The 78% return rate in itself indicated that the survey had hit on a live issue. We were heartened to find our colleagues, with and without background in Western music and none with specific training in ethnomusicology, wrestling energetically with ethnomusicological concerns as they work to proclaim the gospel in culturally relevant ways. The respondents, in turn, were clearly heartened that somebody had thought to ask. Many enclosed a letter when they returned the survey, expanding on their answers to the four pages of questions, expressing their own feelings about the challenges they are facing, and asking for advice. These people are "doing" ethnomusicology.

The second half of the survey story is that, after looking over the recommendations Rob made based on the data from the surveys, OMF leadership agrees that there are "hot spots" where outside, trained help could be a great boon toward the sensitive handling of music issues and the practical aspects of encouraging indigenous music use by the local church. With this in mind, OMF has recently begun working in cooperation with Prairie Bible Institute to establish a program through which Prairie ethnomusicology students can be placed for short term work with OMFers serving in Asia. We hope summer of 1996 will see at least one Prairie ethnomusicology student placed with church planters in a strategic area in the Philippines.

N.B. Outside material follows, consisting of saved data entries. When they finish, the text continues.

PR #4641, opened 2026-06-03
Add customer account order and complaint filtering

chlebektomas:

This PR improves the customer account order and complaint history so customers can find past records faster and understand the current result set more clearly.

Customers can now search orders and complaints by number or product, filter them by date, switch between status tabs with counts, and clear filters consistently. The order and complaint views now also share the same visual language for lists, details, empty states, loading states, and responsive behavior.

The API now exposes the filtering and counting data needed by the storefront, so filtered views remain shareable through the URL and can be reused consistently across customer account pages.

#### Fixes issues
N/A

----
  - https://tc-ssp-4087-order-list-filtering.odin.shopsys.cloud
  - https://cz.tc-ssp-4087-order-list-filtering.odin.shopsys.cloud
  - https://tc-ssp-4087-order-list-filtering.odin.shopsys.cloud/sk

----
  - https://tc-ssp-4087-order-list-filtering.odin.shopsys.cloud
  - https://cz.tc-ssp-4087-order-list-filtering.odin.shopsys.cloud
  - https://tc-ssp-4087-order-list-filtering.odin.shopsys.cloud/sk

----
  - https://tc-ssp-4087-order-list-filtering.odin.shopsys.cloud
  - https://cz.tc-ssp-4087-order-list-filtering.odin.shopsys.cloud
  - https://tc-ssp-4087-order-list-filtering.odin.shopsys.cloud/sk


project-base/storefront/graphql/requests/orders/queries/OrdersQuery.graphql
```diff
@@ -1,8 +1,33 @@
...
+        totalCount
+    }
+    doneOrders: orders (first: 1, filter: $doneStatusFilter) {
+        totalCount
+    }
+    canceledOrders: orders (first: 1, filter: $canceledStatusFilter) {
+        totalCount
+    }
+    withdrawnOrders: orders (first: 1, filter: $withdrawnStatusFilter) {
+        totalCount
```
grossmannmartin: I don't have a good feeling about these aliases. 

For newly added status, this is another place that has to be updated. Also, each alias bring performance overhead. 
Complaints are solved differently, can't we use the same pattern here?

project-base/storefront/components/Pages/Customer/Orders/OrdersStatusTabs.tsx
```diff
@@ -0,0 +1,93 @@
...
+        />
+    );
+};
+
+const getStatusTabs = (t: ReturnType<typeof useTranslation>['t'], orderStatusCounts: OrderStatusCounts) => [
+    { status: null, label: t('All'), count: orderStatusCounts.all },
+    { status: TypeOrderStatusEnum.New, label: t('New'), count: orderStatusCounts[TypeOrderStatusEnum.New] },
+    {
+        status: TypeOrderStatusEnum.InProgress,
+        label: t('In progress'),
```
grossmannmartin: Labels are possible to set in the administration, I don't think we should hardcode default values here.

Also, it's possible to create new statuses in the administration. They will have type "in_process", but I'm not sure if such status should appear separately or not.

packages/frontend-api/src/Model/Resolver/Complaint/ComplaintsQuery.php
```diff
@@ -45,29 +49,70 @@ public function complaintResolutionQuery(): array
...
 
+    public function complaintStatusesQuery(): array
+    {
+        return $this->complaintApiFacade->getComplaintStatuses($this->domain->getLocale());
+    }
+
+    public function complaintStatusCountsQuery(Argument $argument): array
+    {
+        $customerUser = $this->currentCustomerUser->getCurrentCustomerUser();
+        $filter = $this->complaintFilterFactory->createFromArgument($argument)->withoutStatus();
```
grossmannmartin: Silently removing some field from the filter may be surprising from the API's consumer point. 

I would rather make the filter without status and pass status extra only where needed. 
Or make it optional, but then this method should somehow reflect the passed status

packages/frontend-api/src/Model/Resolver/Complaint/ComplaintsQuery.php
```diff
@@ -45,29 +49,70 @@ public function complaintResolutionQuery(): array
         return $this->complaintResolutionEnum->serialize();
     }
 
+    public function complaintStatusesQuery(): array
```
grossmannmartin: this query does not seem used on the storefront. I would remove it

grossmannmartin (changes requested):

packages/frontend-api/src/Model/Complaint/ComplaintApiFacade.php
```diff
@@ -155,23 +163,88 @@ public function getCustomerComplaintsLimitedList(
...
+                'count' => $countsByStatusId[$complaintStatus->getId()] ?? 0,
+            ],
+            $this->complaintStatusFacade->getAll(),
+        );
+    }
+
+    /**
+     * @return array{id: int, name: string}
+     */
+    protected function getComplaintStatusData(ComplaintStatus $complaintStatus, string $locale): array
```
grossmannmartin: nitpick: this should be rather `createComplaintStatusData`

packages/frontend-api/src/Model/Complaint/ComplaintApiFacade.php
```diff
@@ -155,23 +163,88 @@ public function getCustomerComplaintsLimitedList(
...
+    {
+        return [
+            'id' => $complaintStatus->getId(),
```
grossmannmartin: exposing internal auto-incremented ID is highly discouraged. The value may, in rare occasions, change and it's not considered a best practice for external system to rely on it.

packages/frontend-api/src/Model/Complaint/ComplaintFilter.php
```diff
@@ -0,0 +1,65 @@
...
+{
+    /**
+     * @param string[]|null $statuses
+     * @param int[]|null $statusIds
+     */
+    public function __construct(
+        protected ?DateTimeImmutable $createdAfter = null,
+        protected ?DateTimeImmutable $createdBefore = null,
+        protected ?array $statuses = null,
+        protected ?array $statusIds = null,
```
grossmannmartin: Filter rely on two input fields representing the same data. What will happen if those two array will not align?
Just one should be enough (preferred), or a wrapping DTO (data transfer object) should be introduced.

packages/frontend-api/src/Model/Order/OrderFilterFactory.php
```diff
@@ -22,13 +22,31 @@ public function createFromArgument(Argument $argument): OrderFilter
...
 
-        $status = isset($filter['status']) ? $this->orderStatusFacade->getAllByType($filter['status']) : null;
+        $statuses = [];
+
+        if (isset($filter['status'])) {
+            $statuses[] = $filter['status'];
+        }
+
+        if (isset($filter['statuses'])) {
+            $statuses = array_merge($statuses, $filter['statuses']);
```
grossmannmartin: `status` and `statuses` seem redundant. Why not just statuses and pass single-value array for one?

packages/frontend-api/src/Resources/config/graphql-types/ModelType/Complaint/Input/ComplaintFilterInputDecorator.types.yaml
```diff
@@ -0,0 +1,24 @@
...
+                type: "String"
+                description: "Filter complaints by complaint number or product"
+            status:
+                type: "ComplaintStatusEnum"
+                description: "Filter complaints by status"
+            statuses:
+                type: "[ComplaintStatusEnum!]"
+                description: "Filter complaints by statuses"
+            statusIds:
+                type: "[Int!]"
```
grossmannmartin: Those three seem hard to understand from the consumer's point of view. 
I would recommend just single 
```graphql
statuses:
    type: "[ComplaintStatusEnum!]!"
```

I would make it mandatory unless there is a distinction between `[]` and `null`

grossmannmartin (changes requested):

packages/framework/src/Model/Complaint/Status/ComplaintStatusData.php
```diff
@@ -11,8 +11,14 @@ class ComplaintStatusData
...
 
+    /**
+     * @var string|null
+     */
+    public $code;
+
     public function __construct()
     {
         $this->name = [];
+        $this->code = null;
```
grossmannmartin: This initialization is not necessary, nor expected. 
A) untyped property has null as a default value implicitly.
B) explicitly set null tells me that null is allowed value, which is not.

TLDR: please remove this line 😁

packages/framework/src/Model/Complaint/Status/ComplaintStatusFacade.php
```diff
@@ -16,11 +17,13 @@ public function __construct(
         protected readonly ComplaintStatusRepository $complaintStatusRepository,
         protected readonly MailTemplateFacade $mailTemplateFacade,
         protected readonly ComplaintMail $complaintMail,
+        protected readonly TransformStringHelper $transformStringHelper,
     ) {
     }
 
     public function create(ComplaintStatusData $complaintStatusData): ComplaintStatus
     {
+        $complaintStatusData->code = $this->createUniqueCode($complaintStatusData);
```
grossmannmartin: I would rather remove $code from ComplaintStatusData completely and pass it as another argument to the ComplaintStatusFactory::create(). 
That way it will stays immutable and the class API will be honest about immutability.

packages/framework/src/Model/Order/Status/OrderStatusFacade.php
```diff
@@ -17,11 +18,13 @@ public function __construct(
         protected readonly OrderRepository $orderRepository,
         protected readonly MailTemplateFacade $mailTemplateFacade,
         protected readonly OrderStatusFactory $orderStatusFactory,
+        protected readonly TransformStringHelper $transformStringHelper,
     ) {
     }
 
     public function create(OrderStatusData $orderStatusFormData): OrderStatus
     {
+        $orderStatusFormData->code = $this->createUniqueCode($orderStatusFormData);
```
grossmannmartin: The same comments as for complaints are valid even for orders.

project-base/app/tests/FrontendApiBundle/Functional/Order/graphql/getOrders.graphql
```diff
@@ -1,4 +1,4 @@
-query getOrders ($first: Int, $last: Int, $filter: OrderFilterInput) {
+query getOrders ($first: Int, $last: Int, $filter: OrderFilterInput, $statuslessFilter: OrderFilterInput) {
```
grossmannmartin, line 1: can't this remain just $filter? or it's somehow specific here?

packages/frontend-api/src/Model/Order/OrderRepository.php
```diff
@@ -6,18 +6,18 @@
...
 
 class OrderRepository
 {
-    protected EntityManagerInterface $em;
-
-    public function __construct(EntityManagerInterface $entityManager)
-    {
-        $this->em = $entityManager;
+    public function __construct(
+        protected EntityManagerInterface $em,
```
grossmannmartin: this may be readonly

project-base/storefront/components/Pages/Customer/Orders/OrdersStatusTabs.tsx
```diff
@@ -0,0 +1,80 @@
...
+                        );
+                    })}
+                </div>
+            )}
+        />
+    );
+};
+
+const getStatusTabs = (t: ReturnType<typeof useTranslation>['t'], orderStatusCounts: OrderStatusCount[]) => {
+    const allOrdersCount = orderStatusCounts.reduce((totalCount, { count }) => totalCount + count, 0);
```
grossmannmartin, line 74: maybe we could hide statuses that does not have any orders, what do you think? 

So instead of this 

Image

we could have this

Image

grossmannmartin (changes requested):

grossmannmartin (approved):

project-base/storefront/components/Forms/DatePicker/DatePicker.tsx
```diff
@@ -0,0 +1,231 @@
...
+    day_button:
+        'flex size-9 cursor-pointer items-center justify-center rounded-button font-semibold text-sm transition hover:bg-fill-accent-less hover:text-link-hovered focus:bg-fill-accent-less focus:outline-hidden',
+    selected:
+        '[&_button]:bg-link-default [&_button]:text-text-inverted [&_button]:hover:bg-link-hovered [&_button]:hover:text-text-inverted',
+    today: '[&_button]:ring-2 [&_button]:ring-link-default [&_button]:ring-inset',
+    outside: 'text-input-placeholder-default opacity-50',
+    disabled: 'pointer-events-none opacity-40',
+};
+
+const DatePickerChevron = ({ className, orientation }: { className?: string; orientation?: string }) => {
```
fujta: Nezasloužila by si tato komponenta a funkce pod ní vlastní soubor? + ty funkce nějaké unit testy?

project-base/storefront/components/Pages/Customer/Complaints/ComplaintsFilter.tsx
```diff
@@ -0,0 +1,141 @@
...
+
+export const ComplaintsFilter = forwardRef<ComplaintsFilterHandle>((_, ref) => {
+    const { t } = useTranslation();
+    const router = useRouter();
+    const [values, setValues] = useState<ComplaintsFilterFormValues>(() =>
+        getComplaintsFilterFormValuesFromUrlQuery(router.query),
+    );
+    const debouncedSearch = useDebounce(values.search, COMPLAINT_FILTER_SEARCH_DEBOUNCE_DELAY);
+
+    useImperativeHandle(ref, () => ({
```
fujta: Nejsem vyloženě proti tomu, ale nebylo by čistější použít globální stav místo imperative handlů?

project-base/storefront/components/Pages/Customer/Orders/OrdersFilter.tsx
```diff
@@ -0,0 +1,141 @@
...
+export const OrdersFilter = forwardRef<OrdersFilterHandle>((_, ref) => {
+    const { t } = useTranslation();
+    const router = useRouter();
+    const [values, setValues] = useState<OrdersFilterFormValues>(() =>
+        getOrdersFilterFormValuesFromUrlQuery(router.query),
+    );
+    const debouncedSearch = useDebounce(values.search, ORDER_FILTER_SEARCH_DEBOUNCE_DELAY);
+
+    useImperativeHandle(ref, () => ({
+        clear: () => setValues(emptyOrdersFilterFormValues),
```
fujta: Tady taky

project-base/storefront/pages/customer/complaints.tsx
```diff
@@ -42,18 +65,33 @@ const ComplaintsPage: FC = () => {
         { __typename: 'Link', name: t('My complaints'), slug: customerComplaintsUrl },
     ];
 
-    const [searchQueryValue, setSearchQueryValue] = useState('');
-    const { mappedComplaints, complaintsTotalCount, complaintsDataFetching, complaintsData } =
-        useComplaintsData(searchQueryValue);
+    const { mappedComplaints, complaintsTotalCount, complaintStatusCounts, complaintsDataFetching, complaintsData } =
+        useComplaintsData(filter, statuslessFilter);
```
fujta: Vím, že to není scope tohoto tasku, ale tato komponenta by si dle mě zasloužila větší code split. Teď se dle mě bude zbytečně rerenderovat celá stránka i s layoutem, jak se bude měnit filtr, ne?

project-base/storefront/pages/customer/orders.tsx
```diff
@@ -17,36 +19,85 @@ import { TypeCustomerUserRoleEnum } from 'graphql/types';
...
+    const router = useRouter();
+    const paginationScrollTargetRef = useRef<HTMLDivElement>(null);
+    const ordersFilterRef = useRef<OrdersFilterHandle>(null);
     const currentPage = useCurrentPageQuery();
     const { url } = useDomainConfig();
+    const filter = getOrdersFilterFromUrlQuery(router.query);
+    const activeStatusCode = getOrderStatusCodeFromUrlQuery(router.query[ORDER_STATUS_QUERY_PARAMETER_NAME]);
+    const hasActiveFilters = hasActiveOrderListFiltersFromUrlQuery(router.query);
+    const statuslessFilter = getOrdersStatuslessFilterFromUrlQuery(router.query);
     const [{ data: ordersData, fetching: areOrdersFetching }] = useOrdersQuery({
```
fujta: Tady taky

project-base/storefront/utils/parsing/getDateTimeFromDateQuery.ts
```diff
@@ -0,0 +1,29 @@
...
+    const date = getStringFromUrlQuery(dateQuery);
+
+    if (!getIsDateQueryValid(date)) {
+        return null;
+    }
+
+    return `${date}T${isEndOfDay ? '23:59:59' : '00:00:00'}+00:00`;
+};
+
+export const getIsDateQueryValid = (date: string): boolean => {
```
fujta: Ultranitpick

```suggestion
export const isDateQueryValid = (date: string): boolean => {
```

fujta (changes requested):

fujta (approved):

packages/frontend-api/src/Model/DateFilter/DateFilterDateTimeFactory.php
```diff
@@ -0,0 +1,39 @@
...
+        return $this->createDateTimeInUtc($date, '23:59:59');
+    }
+
+    protected function createDateTimeInUtc(?string $date, string $time): ?DateTimeImmutable
+    {
+        if ($date === null) {
+            return null;
+        }
+
+        return (new DateTimeImmutable(sprintf('%s %s', $date, $time), $this->domain->getDateTimeZone()))
```
grossmannmartin: Please use Symfony\Component\Clock\DatePoint instead. 
See https://docs.shopsys.com/en/20.0/introduction/working-with-date-time-values/#parsing-external-dates

edit: see my other comment first, please as I suggest a siginficant change there

packages/frontend-api/src/Resources/config/graphql-types/ModelType/Order/Filter/OrderFilterInputDecorator.types.yaml
```diff
@@ -5,11 +5,17 @@ OrderFilterInputDecorator:
         description: "Filter orders"
         fields:
             createdAfter:
-                type: "DateTime"
-                description: "Filter orders created after this date"
-            status:
-                type: "OrderStatusEnum"
+                type: "Date"
```
grossmannmartin: Now we have difference between input and output of the API. 
Imagine the complaint created at `2024-09-21 1:15:43 CEST` (`2024-09-20 23:15:43 UTC`)

Then this query
```
{
  complaints(first: 10, filter: {createdAfter: "2024-09-21", createdBefore: "2024-09-21"}) {
    edges {
      node {
        createdAt
      }
    }
  }
}
```

will return 

```
{
  "data": {
    "complaints": {
      "edges": [
        {
          "node": {
            "createdAt": "2024-09-20T23:15:43+00:00"
          }
        }
      ]
    }
  }
}
```

Notice the discrepancy of the createdAfter filter date and returned createdAt date (1 day shift).

I would much rather keep the DateTime as input type (I would drop DateType completely as it's confusing from my pov), convert to UTC on the storefront (as the output dates are converted anyway) and keep the straight narrative that API communicate date time values in the UTC.
And I'm fine with the API accepting date-time ranges (meaning I can request complaints between 11 and 13 hours)

grossmannmartin (changes requested):

grossmannmartin (approved):

fujta (approved):

fujta (approved):

fujta (approved):

packages/frontend-api/src/Model/Complaint/ComplaintFilterFactory.php
```diff
@@ -0,0 +1,40 @@
...
+{
+    public function __construct(
+        protected readonly ComplaintStatusFacade $complaintStatusFacade,
+    ) {
+    }
+
+    public function createFromArgument(Argument $argument): ComplaintFilter
+    {
+        if (!isset($argument['filter'])) {
+            $search = isset($argument['searchInput']['search']) ? trim($argument['searchInput']['search']) : null;
```
grossmannmartin: Do we need to keep the `searchIpnut` field? It seems like it's superseded by the `filter` field.

packages/frontend-api/src/Model/Order/OrderFilterFactory.php
```diff
@@ -22,13 +22,19 @@ public function createFromArgument(Argument $argument): OrderFilter
 
         $filter = $argument['filter'];
 
-        $status = isset($filter['status']) ? $this->orderStatusFacade->getAllByType($filter['status']) : null;
+        $statusCodes = $filter['statusCodes'] ?? [];
+
+        $orderStatuses = $this->orderStatusFacade->getAllByCodes(array_unique($statusCodes));
```
grossmannmartin: array_unique has a really small practical effect here. It does not alter the results (nor the sort order, nor the duplicities of returned rows).
If necessary, it should be the responsibility of the facade method itself (so it's not necessary to normalize input on each usage), but here I would say it may be omitted.

project-base/app/src/DataFixtures/Demo/ComplaintDataFixture.php
```diff
@@ -80,6 +88,91 @@ public function getDependencies(): array
         ];
     }
 
+    private function createAdditionalCustomerComplaints(): void
+    {
+        if ($this->environment === 'test') {
+            return;
+        }
```
grossmannmartin: I would really like to avoid setting different data for tests and demo data. 
It will be really hard to debug why some tests are failing.

project-base/app/src/DataFixtures/Demo/ComplaintDataFixture.php
```diff
@@ -80,6 +88,91 @@ public function getDependencies(): array
...
+            $customerUser = $this->customerUserRepository->findCustomerUserByEmailAndDomain(
+                'no-reply@shopsys.com',
+                $domainId,
+            );
+
+            if ($customerUser === null) {
+                continue;
+            }
+
+            assert($customerUser instanceof CustomerUser);
```
grossmannmartin: there is no way $customerUser could be anything else than CustomerUser class at this point.
I would remove this assert

project-base/app/src/DataFixtures/Demo/ComplaintStatusDataFixture.php
```diff
@@ -24,6 +28,7 @@ public function load(ObjectManager $manager): void
     {
         $this->createComplaintStatusReference(1, self::COMPLAINT_STATUS_NEW);
         $this->createComplaintStatusReference(2, self::COMPLAINT_STATUS_RESOLVED);
+        $this->createInProgressComplaintStatusReference();
```
grossmannmartin: If we need a new status, I would rather edit the `packages/framework/src/Migrations/Version20240816221930.php` migration and create a reference here. So it's unified

project-base/app/src/DataFixtures/Demo/OrderDataFixture.php
```diff
@@ -637,6 +640,58 @@ private function loadDefault(int $domainId): void
             TransportDataFixture::TRANSPORT_DRONE,
             PaymentDataFixture::PAYMENT_CARD,
         );
+
+        if ($this->environment !== 'test' && $noReplyCustomerUser !== null) {
```
grossmannmartin: same as for complaints. Let's keep it unfied and predictable for test and demo environment

project-base/app/src/DataFixtures/Demo/OrderDataFixture.php
```diff
@@ -637,6 +640,58 @@ private function loadDefault(int $domainId): void
...
+            $orderData = $this->orderDataFactory->create();
+            $orderData->status = $this->getReference(
+                $statusReferenceNames[($i - 1) % count($statusReferenceNames)],
+                OrderStatus::class,
+            );
+            $orderData->firstName = 'Generated';
+            $orderData->lastName = 'Order' . $i;
+            $orderData->email = 'no-reply@shopsys.com';
+            $orderData->telephone = new PhoneData('CZ', '+420', (string)(700000000 + $i));
+            $orderData->street = 'Generated Street ' . $i;
```
grossmannmartin: what about use Faker and have more realistic data?

project-base/app/src/Model/Order/Status/OrderStatus.php
```diff
@@ -6,9 +6,11 @@
 
 use Doctrine\ORM\Mapping as ORM;
 use Shopsys\FrameworkBundle\Model\Order\Status\OrderStatus as BaseOrderStatus;
+use Shopsys\McpAttributes\Attribute\AsMcpInheritedColumn;
 use Shopsys\McpAttributes\Attribute\AsMcpTable;
 
 #[AsMcpTable]
+#[AsMcpInheritedColumn(fieldName: 'code', exposed: true)]
```
grossmannmartin: This is not necessary if parent class exposes the column.

Also, in the parent class we can use (without explicit `exposed: true`)

```
#[AsMcpColumn]
#[ORM\Column(type: 'string', length: 255, unique: true)]
protected $code;
```

grossmannmartin (changes requested):

grossmannmartin (approved):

This student will find herself working in an area deeply resistant to the Good News, as well as to the westernization that marks much of Asia in the twentieth century. The missionaries with whom she will be working have taken a close look at the music of the people they are there to reach. They've observed that the traditional music is largely "proclamational" and thus well-suited to evangelism and teaching. And they note one particular style of song reserved exclusively for passing along news. Might this be the perfect vehicle for the News most worth passing along? What would be involved in creating a song in this style to tell the news about God's Son Jesus?

The Prairie student is in for the hands-on experience of her life; the missionaries stand to gain some valuable assistance; but what this is really all about is the glory of God.

And that's the bottom line--not indigenous music, but the glory of God. God is glorified when He receives the authentic response of our deepest being. That's the music we want to encourage each other to make in anticipation of an exuberantly multicultural heaven where the glory of God will be the one light by which we see each other's faces and the one song of every heart.